科学的な証拠によれば、未精製の植物由来食品を多く摂る食生活は、全般的な健康、免疫機能の向上、心血管系の健康、長寿など、健康上好ましい結果と関連している。したがって、植物ベースの食生活を実践すれば、スポーツを含めたさまざまな分野でパフォーマンスが向上すると考えるのも、理にかなっている可能性がある。

批判的な人の多くは、スポーツ界に見られるこうした趨勢を、確実な科学的根拠のない一時的な流行だと切って捨てている。だが、効果が立証されているか否かにかかわらず、確かなことがひとつある。それは、植物ベースの食生活がスポーツ界で増える傾向にあり、その目覚ましい効果を支持するアスリートの数も増えているということだ。

以下では、スポーツ界でヴィーガンが増えている5つの理由を紹介する。

植物由来の食品の多くは、肉よりもタンパク質が豊富


昔から、「1日に必要とされる量のタンパク質」をアスリートが摂取できる唯一の方法は、肉を食べることだと信じられてきた。だが、栄養をめぐる理解が進むにつれて、その考え方も変わってきた。

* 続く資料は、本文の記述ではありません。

PR #203, opened 2026-05-26
Implement SyclEvent

MrBurmark:
Add an implementation for `SyclEvent`.

This gets an event from the queue by calling submit but not actually submitting any work. Hopefully this gets an event without causing any significant overheads and is well defined behavior.

Note that this will not work for out of order queues. So now the `SyclEvent` constructor throws an exception if you try to create an event from an out of order queue. We only make in order queues due to our semantic guarantees, but someone could make a `Sycl` resource via `SyclFromQueue` from an out of order queue. 

Depends on #182 .

### DIFF
--- a/include/camp/resource/sycl.hpp
+++ b/include/camp/resource/sycl.hpp
@@ -34,16 +34,28 @@ namespace resources
     class SyclEvent
     {
     public:
-      // TODO: make this actually work
-      SyclEvent(sycl::queue& CAMP_UNUSED_ARG(qu)) { m_event = sycl::event(); }
+      explicit SyclEvent(sycl::event e)
+        : m_event(std::move(e))
+      {}
+
+      // TODO: see what overhead an empty submit has
+      SyclEvent(sycl::queue& qu)
+        : m_event(qu.submit([&](::sycl::handler& CAMP_UNUSED_ARG(h)) {}))
+      {}
 
       SyclEvent(Sycl& res);
 
-      bool check() const { return true; }
+      bool check() const
+      {
+        return m_event.get_info<sycl::info::event::command_execution_status>()
+            == sycl::info::event_command_status::complete;
+      }
 
-      void wait() const { getSyclEvent_t().wait(); }
+      void wait() const { m_event.wait(); }
 
-      sycl::event getSyclEvent_t() const { return m_event; }
+      sycl::event& getSyclEvent_t() { return m_event; }
+
+      sycl::event const& getSyclEvent_t() const { return m_event; }
 
     private:
       sycl::event m_event;
@@ -356,7 +368,7 @@ namespace resources
 
     inline SyclEvent::SyclEvent(Sycl &res)
       : SyclEvent(res.get_queue())
-    { }
+    {}
 
   }  // namespace v1
 
--- a/include/camp/resource/sycl.hpp
+++ b/include/camp/resource/sycl.hpp
@@ -40,8 +40,12 @@ namespace resources
 
       // TODO: see what overhead an empty submit has
       SyclEvent(sycl::queue& qu)
-        : m_event(qu.submit([&](::sycl::handler& CAMP_UNUSED_ARG(h)) {}))
-      {}
+      {
+        if (!qu.is_in_order()) {
+          ::camp::throw_re("Queue is not in_order.");
+        }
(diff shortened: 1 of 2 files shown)


MrBurmark:
@trws does this seem like a reasonable way to implement `SyclEvent`?

adayton1 (dismissed):

adayton1 (dismissed):

include/camp/resource/sycl.hpp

実のところ、植物由来の食品の多くは、肉よりも豊富にタンパク質を含んでいる。1オンス(約28g)の肉にはタンパク質が7g含まれているが、この量は、多くの植物由来の食品と同程度だ。

科学誌「ニュートリエンツ(Nutrients)」に掲載された2019年のドイツの研究では、ビタミンB12を補給しつつ植物ベースの食生活を送ったアスリートの栄養素充足率は、肉を食べていたアスリートよりもわずかに高くなることがわかった。

たとえば黒豆は、一食あたりタンパク質15gを含み、鶏のドラムスティック(骨付きの下もも肉)よりもタンパク量が多い。また、レンズマメ1カップにはタンパク質18gが含まれ、これはハンバーガー1個分のタンパク量を上回る。

カルシウム、鉄、ビタミンB12など、そのほかに必要とされる栄養素は、枝豆などの植物由来食品で補える。枝豆には、1日に必要なカルシウム量の27.6%が含まれている。強化オレンジジュースを1杯飲めば、1日に必要なカルシウム量の半分を補給できる。ホウレンソウには、肉よりも多い鉄分が含まれているし、ダークチョコレートの鉄分量は肉の6倍にのぼる。ビタミンB12に関しては、強化食品やサプリメントを摂ることで、健康をしっかり維持できる。